Foster urged to distance herself from support of loyalist paramilitary body

Democratic Unionist leader Arlene Foster has faced calls to reject the pre-election endorsement of a body representing loyalist paramilitaries.
David Young, Press Association

Democratic Unionist leader Arlene Foster has faced calls to reject the pre-election endorsement of a body representing loyalist paramilitaries.

Sinn Fein urged the DUP to distance itself from the public support of the Loyalist Communities Council (LCC) after Ulster Unionist leader Robin Swann said he did not want the backing of organisations still involved in paramilitarism.

The LCC, an umbrella group linked to the three main loyalist paramilitary groups - the UDA, UVF and Red Hand Commando - issued a statement on Monday urging voters to back DUP and UUP candidates in four battleground constituencies.

The LCC also heavily criticised the cross-community Alliance Party, claiming a vote for it would drive a "nail into the coffin of the Union".

Responding to the controversy around the LCC move, Mr Swann said on Tuesday: "The Ulster Unionist Party is a party of law and order.

"We have not asked for the support of paramilitary organisations nor do we want the backing of organisations still engaged in paramilitary or criminal activity."

Senior DUP representative Simon Hamilton said his party did not want the support of anyone engaged in paramilitary activity.

"Anybody who is involved in paramilitary or criminal activity we do not want your support, we do not want your vote on Thursday," he said.

Mr Hamilton insisted his party did not seek the endorsement of the LCC.

However, when pressed in an interview on BBC Radio Ulster's Nolan Show, he did not specifically reject its backing.

He credited the LCC with attempting to move paramilitaries away from violence.

"I acknowledge the work that the Loyalist Communities Council has been doing in trying to work with paramilitary organisations to try to take them away from their past - I think that is positive, that is something to be encouraged," he said.

Last week, a UDA-linked paramilitary feud claimed its latest victim when Carrickfergus man Colin Horner, 35, was shot dead in a supermarket car park in Bangor, Co Down.

Prior to the LCC statement, last week a newspaper produced by the Ulster Political Research Group, which is politically aligned with the UDA, publicly endorsed the DUP's candidate in south Belfast, Emma Pengelly.

Sinn Fein election candidate in the north of the city John Finucane, whose solicitor father Pat was murdered by the UDA in 1989, accused the DUP of "hypocrisy" on the issue of paramilitaries.

"I welcome the fact that UUP leader Robin Swann has today rejected their support but the ongoing failure of Arlene Foster to do the same speaks volumes about the hypocrisy of the DUP," he said.

"The DUP like to claim they are the party of law and order but obviously not when it comes to courting the support of paramilitary groups which are still actively involved in violence, intimidation and murder as recently as last week.

"That is simply unacceptable.
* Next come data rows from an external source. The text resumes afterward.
PR #610, opened 2019-03-01
Use @retval in codedocs

bebehei:
I've found the `@retval` directive in the doxygen doc. Nice thing

### DIFF
--- a/src/queues.h
+++ b/src/queues.h
@@ -29,7 +29,8 @@ const GList *queues_get_displayed(void);
 /**
  * Get the highest notification in line
  *
- * @return a notification or NULL, if waiting is empty
+ * @returns the first notification in waiting
+ * @retval NULL: waiting is empty
  */
 const struct notification *queues_get_head_waiting(void);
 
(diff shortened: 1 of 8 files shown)


src/queues.h
```diff
@@ -73,8 +74,8 @@ int queues_notification_insert(struct notification *n);
  *
  * @param new replacement for the old notification
  *
- * @return true, if a matching notification has been found and is replaced
- * @return false, else
+ * @return true: a matching notification has been found and is replaced
+ * @return false: else
```
tsipinakis:
```suggestion
 * @return false: otherwise
```
It was there before this PR, but lets keep things consistent.

---

Here you're using two `@return`'s for a boolean return value but in `window_is_fullscreen`, `dbus_get_fdn_daemon_info` etc you're using two `@retvals`, I assume `@retval` would be the correct one for this as well.

bebehei: > Here you're using two @return's for a boolean [...]

Yeah, that was a mistake. Thanks for the info.

bebehei: > Edit: I'm not sure who has the @ RetVal handle but you just pinged them with this commit message! :)

I'm not sure about that. It got in my mind, too. But it was right after the push. But I thought it might be fun :grin:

Arlene Foster needs to immediately reject the support of these organisations and make it clear they have no place in our society and should disband immediately."

Mr Hamilton branded Sinn Fein's criticism "ironic", given the party's links with the IRA.

DUP candidate in Lagan Valley Jeffrey Donaldson said he rejected the endorsement of all paramilitary groups.

"I do not seek nor does the DUP seek the endorsement of any paramilitary organisation, we reject any such endorsement - I cannot be clearer than that," he told Radio Ulster.

"Let me be clear, I reject the endorsement and support of all paramilitary organisations - all means all."